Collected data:
*****

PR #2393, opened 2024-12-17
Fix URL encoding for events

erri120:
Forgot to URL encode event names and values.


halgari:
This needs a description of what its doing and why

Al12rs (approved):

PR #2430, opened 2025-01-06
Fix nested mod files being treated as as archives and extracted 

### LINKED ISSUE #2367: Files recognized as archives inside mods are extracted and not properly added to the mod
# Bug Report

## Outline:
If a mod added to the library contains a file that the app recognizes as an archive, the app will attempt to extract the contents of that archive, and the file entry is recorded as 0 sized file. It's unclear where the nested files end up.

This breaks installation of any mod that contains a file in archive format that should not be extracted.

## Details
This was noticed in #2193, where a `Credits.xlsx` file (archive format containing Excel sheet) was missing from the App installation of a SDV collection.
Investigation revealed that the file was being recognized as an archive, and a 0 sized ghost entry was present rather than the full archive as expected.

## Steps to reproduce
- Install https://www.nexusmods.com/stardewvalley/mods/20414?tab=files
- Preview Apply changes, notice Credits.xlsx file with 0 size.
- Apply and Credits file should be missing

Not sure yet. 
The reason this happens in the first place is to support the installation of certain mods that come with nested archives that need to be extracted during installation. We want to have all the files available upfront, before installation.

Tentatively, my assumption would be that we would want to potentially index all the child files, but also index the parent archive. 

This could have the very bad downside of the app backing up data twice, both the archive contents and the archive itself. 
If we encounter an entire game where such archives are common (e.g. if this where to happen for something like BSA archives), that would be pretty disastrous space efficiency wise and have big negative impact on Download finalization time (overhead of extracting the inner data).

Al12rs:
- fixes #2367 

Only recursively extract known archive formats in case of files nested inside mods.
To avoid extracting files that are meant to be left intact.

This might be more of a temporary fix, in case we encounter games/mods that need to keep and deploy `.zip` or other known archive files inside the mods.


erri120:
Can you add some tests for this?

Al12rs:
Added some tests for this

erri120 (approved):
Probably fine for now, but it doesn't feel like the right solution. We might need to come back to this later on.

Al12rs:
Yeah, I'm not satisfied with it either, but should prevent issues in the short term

*****

PROBLEM DESCRIPTION: Please copy, exactly and with nothing else, the lines above beginning at the line that has "If a mod added" and ending with the line that has "To avoid extracting".

ANSWER SECTION:
If a mod added to the library contains a file that the app recognizes as an archive, the app will attempt to extract the contents of that archive, and the file entry is recorded as 0 sized file. It's unclear where the nested files end up.

This breaks installation of any mod that contains a file in archive format that should not be extracted.

## Details
This was noticed in #2193, where a `Credits.xlsx` file (archive format containing Excel sheet) was missing from the App installation of a SDV collection.
Investigation revealed that the file was being recognized as an archive, and a 0 sized ghost entry was present rather than the full archive as expected.

## Steps to reproduce
- Install https://www.nexusmods.com/stardewvalley/mods/20414?tab=files
- Preview Apply changes, notice Credits.xlsx file with 0 size.
- Apply and Credits file should be missing

Not sure yet. 
The reason this happens in the first place is to support the installation of certain mods that come with nested archives that need to be extracted during installation. We want to have all the files available upfront, before installation.

Tentatively, my assumption would be that we would want to potentially index all the child files, but also index the parent archive. 

This could have the very bad downside of the app backing up data twice, both the archive contents and the archive itself. 
If we encounter an entire game where such archives are common (e.g. if this where to happen for something like BSA archives), that would be pretty disastrous space efficiency wise and have big negative impact on Download finalization time (overhead of extracting the inner data).

Al12rs:
- fixes #2367 

Only recursively extract known archive formats in case of files nested inside mods.
To avoid extracting files that are meant to be left intact.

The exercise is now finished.